経済産業省は、2026年8月7日付の幹部人事で、村瀬佳史氏を資源エネルギー庁長官に留任させる幹部人事を発表しました。2023年7月の就任から異例の4年目に入り、電力需要の増加に対応する供給力確保や電力システム改革の再設計を引き続き担います。
通商、デジタル、エネルギー分野を歴任
村瀬氏は1990年に通商産業省へ入省し、通商政策局国際経済課長補佐、JETROシンガポール、通商政策局アジア大洋州広域開発担当企画官などを歴任しています。
商務情報政策局情報経済課長時代には、アジア開発銀行(ADB)と連携し、インドにおけるスマートコミュニティ開発にも携わりました。現地の政府機関や企業と事業形成を進めた経験を持ち、制度設計だけでなく、海外プロジェクトの実装過程を知る政策官僚でもあります。
筆者もADB時代そのカウンターパートとしてインドでお仕事をご一緒させていただきましたが、判断力のシャープさと、決断力と実効力の速さは経産省官僚の中でも群を抜いていました。
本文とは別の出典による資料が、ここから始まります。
PR #498, opened 2023-03-08
Backport #497 and bump crate version to 0.11.1

tgeoghegan:
I'd like to release a `prio` with #497, because I'll need it soon for https://github.com/divviup/janus/issues/994.


divergentdave:
The main branch already has one VDAF-05 change on it, so we'd have to start a `release/0.11` before that, backport the `Clone` change onto it, and do a release from there.

divergentdave (approved):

その後、経済産業政策局調査課長、資源エネルギー庁電力・ガス事業部政策課長兼電力改革室長、長官官房総合政策課長、電力・ガス事業部長を歴任されました。政策課長時代には、電力小売り全面自由化など一連の電力システム改革を担当しています。
事務次官キャリアパスの「王道」
通商政策と資源エネルギー政策の双方を経験することは、国際経済と国内産業政策を束ねる経産省幹部の有力なキャリアパスです。
元事務次官の嶋田隆氏も、通商政策局長を経て次官に昇格する一方、原子力損害賠償支援機構や東京電力で福島第一原発事故への対応を担いました。
現在の藤木俊光事務次官は1988年入省、村瀬氏は1990年入省です。年次からみれば、次回以降の次官人事で村瀬氏が候補になり得る範囲にあります。資源エネルギー庁長官から事務次官に就いた例も、2008年就任の望月晴文氏などがあり、制度上も人事慣行上も昇格の道は閉ざされていません。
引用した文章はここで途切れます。